> Problem to work on: Return each line of the entries that holds the string "jashkenas".

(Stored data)
·····

PR #2233, opened 2015-07-10
Iterate functions as objects

### LINKED ISSUE #1992: Collections should not iterate functions as array-likes
I brought this up in https://github.com/jashkenas/underscore/pull/1990#issuecomment-68230946 and https://github.com/jashkenas/underscore/issues/1590#issuecomment-42617297

I think all the collection methods should not iterate functions as `arrays` but as `objects`. I would like to address this in #1990

``` js
_.each(_, console.log.bind(console));
```

djrosenbaum:
fixes #1992: Collections should not iterate functions as array-likes

Paired with @jridgewell, @alewiscondev.

### DIFF
--- a/test/collections.js
+++ b/test/collections.js
@@ -148,18 +148,17 @@
   test('Iterate function as object', function() {
     //github issue #1992: collection methods should not iterate functions as arrays but as objects
 
-    var collection_methods = ['each','map','reduce','reduceRight','find','filter','where','findWhere','reject','every','some','contains','pluck','max','min','sortBy','groupBy','indexBy','countBy','shuffle','sample','toArray','size','partition'];
-    collection_methods.map(iterate_function_as_object);
+    var collectionMethods = ['each', 'map', 'reduce', 'reduceRight', 'find', 'filter', 'where', 'findWhere', 'reject', 'every', 'some', 'contains', 'pluck', 'max', 'min', 'sortBy', 'groupBy', 'indexBy', 'countBy', 'shuffle', 'sample', 'toArray', 'size', 'partition'];
+    _.each(collectionMethods, iterateFunctionAsObject);
 
-    function iterate_function_as_object(method) {
-
-      var fn = function(a, b, c) {};
+    function iterateFunctionAsObject(method) {
+      var fn = function(a, b, c) {a = b = c;};
       fn.foo = 'bar';
-      _[method](fn, function(value,key) {
-        strictEqual(key+value, 'foobar', '_.' + method + ' iterates function as object');
+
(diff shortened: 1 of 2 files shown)


megawac:
:+1: just needs a couple tests

jdalton:
:+1:

test/collections.js
```diff
@@ -145,6 +145,23 @@
     });
   });
 
+  test('Iterate function as object', function() {
+    //github issue #1992: collection methods should not iterate functions as arrays but as objects
+
+    var collection_methods = ['each','map','reduce','reduceRight','find','filter','where','findWhere','reject','every','some','contains','pluck','max','min','sortBy','groupBy','indexBy','countBy','shuffle','sample','toArray','size','partition'];
+    collection_methods.map(iterate_function_as_object);
```
megawac: Hi, couple nits here:

- you can't use `methods.map` here as we test in ES3 environments (use `_.each` instead)
- camel case methods
- add a space between the comman and strings

megawac: Run `npm run lint` to get more linting errors

megawac:
Turns out there might be a blocker `typeof node.childNodes == 'function'` in phantomJS... wtf?

/cc @jdalton

djrconcepts:
Node List types fixed in phantomJS 2.0
https://github.com/ariya/phantomjs/issues/11478

michaelficarra:
@djrconcepts Underscore supports many old/obscure environments, and dropping support for one as common/recent as PhantomJS 1.9.x doesn't seem wise.

jdalton:
I'll figure it out on the lodash side and report back.

djrconcepts:
@michaelficarra added support for versions of phantomJS before v2.0

underscore.js
```diff
@@ -143,6 +143,7 @@
   var MAX_ARRAY_INDEX = Math.pow(2, 53) - 1;
   var getLength = property('length');
   var isArrayLike = function(collection) {
+    if ( typeof collection === 'function' && collection.constructor !== root.NodeList ) return false;
```
megawac: Unfortunately this may not be sufficient for cross frame scenarios :/

michaelficarra: The [[Class]] for NodeLists is "NodeList", at least for my modern chrome. Would that test be sufficient?

djrconcepts:
@megawac added cross frame compatibility

jashkenas:
> So for iteratee checks or binds where the expected value is a function then the light check is used.

Can that be amended as a part of this patch?

jgonggrijp:
Closing because of #2830.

·····

> Answer for this exercise:
I brought this up in https://github.com/jashkenas/underscore/pull/1990#issuecomment-68230946 and https://github.com/jashkenas/underscore/issues/1590#issuecomment-42617297
jashkenas:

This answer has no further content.